■ WHAT THE TASK ASKS ■
If a line in the listing includes the word "opened", copy it out.
[[ DATA TO PROCESS, beginning ]]
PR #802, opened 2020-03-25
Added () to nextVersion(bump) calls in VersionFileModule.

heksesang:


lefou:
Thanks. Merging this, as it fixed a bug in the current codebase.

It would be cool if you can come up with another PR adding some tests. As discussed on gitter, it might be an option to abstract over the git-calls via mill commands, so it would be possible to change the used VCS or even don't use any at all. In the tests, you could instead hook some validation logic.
[[ DATA TO PROCESS, end ]]
[[ DATA TO PROCESS, beginning ]]
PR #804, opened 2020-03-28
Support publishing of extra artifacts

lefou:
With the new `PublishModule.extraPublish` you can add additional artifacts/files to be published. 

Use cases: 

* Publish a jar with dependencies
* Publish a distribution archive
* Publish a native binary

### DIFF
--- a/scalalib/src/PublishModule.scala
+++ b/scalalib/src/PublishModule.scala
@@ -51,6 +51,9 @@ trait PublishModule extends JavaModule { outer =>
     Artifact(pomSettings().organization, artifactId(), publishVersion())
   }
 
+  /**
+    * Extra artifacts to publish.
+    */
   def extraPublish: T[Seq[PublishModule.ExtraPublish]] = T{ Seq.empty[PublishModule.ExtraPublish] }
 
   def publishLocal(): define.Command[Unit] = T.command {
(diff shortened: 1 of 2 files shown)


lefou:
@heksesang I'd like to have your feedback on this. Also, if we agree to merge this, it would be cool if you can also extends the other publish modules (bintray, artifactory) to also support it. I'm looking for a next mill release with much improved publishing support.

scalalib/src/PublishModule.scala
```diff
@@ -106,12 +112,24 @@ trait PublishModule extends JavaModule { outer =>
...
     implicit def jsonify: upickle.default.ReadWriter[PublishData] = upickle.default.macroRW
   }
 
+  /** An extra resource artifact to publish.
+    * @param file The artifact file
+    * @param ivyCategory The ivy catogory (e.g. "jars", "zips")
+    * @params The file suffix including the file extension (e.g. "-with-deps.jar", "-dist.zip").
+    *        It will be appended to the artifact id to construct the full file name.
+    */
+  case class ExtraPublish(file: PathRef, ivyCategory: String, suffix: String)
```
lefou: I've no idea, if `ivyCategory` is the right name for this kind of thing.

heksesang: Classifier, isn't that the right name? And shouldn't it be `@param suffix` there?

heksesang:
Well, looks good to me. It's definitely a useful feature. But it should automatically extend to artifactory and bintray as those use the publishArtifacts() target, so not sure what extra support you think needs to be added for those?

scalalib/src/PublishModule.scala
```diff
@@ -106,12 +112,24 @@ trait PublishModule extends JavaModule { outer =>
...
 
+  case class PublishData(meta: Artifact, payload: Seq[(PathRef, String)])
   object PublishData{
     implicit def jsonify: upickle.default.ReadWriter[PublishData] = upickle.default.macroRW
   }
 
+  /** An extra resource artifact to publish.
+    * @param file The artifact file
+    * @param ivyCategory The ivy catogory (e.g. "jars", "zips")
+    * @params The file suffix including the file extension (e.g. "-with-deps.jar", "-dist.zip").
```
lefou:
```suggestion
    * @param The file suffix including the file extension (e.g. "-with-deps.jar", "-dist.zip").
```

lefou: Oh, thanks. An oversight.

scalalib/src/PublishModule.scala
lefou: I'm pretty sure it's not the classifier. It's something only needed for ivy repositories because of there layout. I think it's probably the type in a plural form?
[[ DATA TO PROCESS, end ]]
■ SOLUTION ■
PR #802, opened 2020-03-25
PR #804, opened 2020-03-28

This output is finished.